Looks like 90% of the heaters around here.


----------



## Tankless (Jun 12, 2008)

I don't even bother with the insulation too often.....doesn't do a whole lot. But that's about average when a plumber does the install!


----------



## ILPlumber (Jun 17, 2008)

I have a question. Not ball busting!

I'm not too up to speed on earthquake stuff....

I assume the flexes on the H&C are required per your earthquake regulations? Shouldn't the T&P line also have a flex in it between the heater and the ridgid point going through the wall.
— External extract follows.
PR #1146, opened 2026-08-21
fix list-unsubscribe header parser for get message endpoints

NickOvt:


andris9 (approved):
Pushed follow-up fixes on top: salvage valid URIs from partially malformed values, any URI scheme per RFC 2369, unparseable values now go to name so address always holds a valid URI, List-ID parsing moved to the same module, and a punycode crash guard in decodeAddresses. Unit and integration suites pass locally.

I honestly don't know. It would make sense though.


----------



## Tankless (Jun 12, 2008)

Not required, however code states the ID shall not be reduced. Flex conns reduce the ID.




ILPlumber said:


> I have a question. Not ball busting!
> 
> I'm not too up to speed on earthquake stuff....
> 
> ...


----------



## ROCKSTARPLUMBER (Dec 14, 2008)

Tankless said:


> Not required, however code states the ID shall not be reduced. Flex conns reduce the ID.



Copper Flex connectors do not reduce the ID. Not the ones I use.


----------



## Miguel (Aug 10, 2009)

The Sharkbite was my fave but I have to say that the insulation is an issue.
The relief has to discharge into the same space as the WH but that's here and not there so is moot. But the insulation! OY!


----------



## ESPinc (Jul 18, 2009)

Tankless said:


> I don't even bother with the insulation too often.....doesn't do a whole lot. But that's about average when a plumber does the install!


So does the HH seeing that it comes with the heater it must do something!! Looks important anyway


----------



## RealLivePlumber (Jun 22, 2008)

3/4" Relief valve discharge, if not in the same compartment, shall discharge through a 2" indirect waste, with an air gap. (2006 NSPC)


----------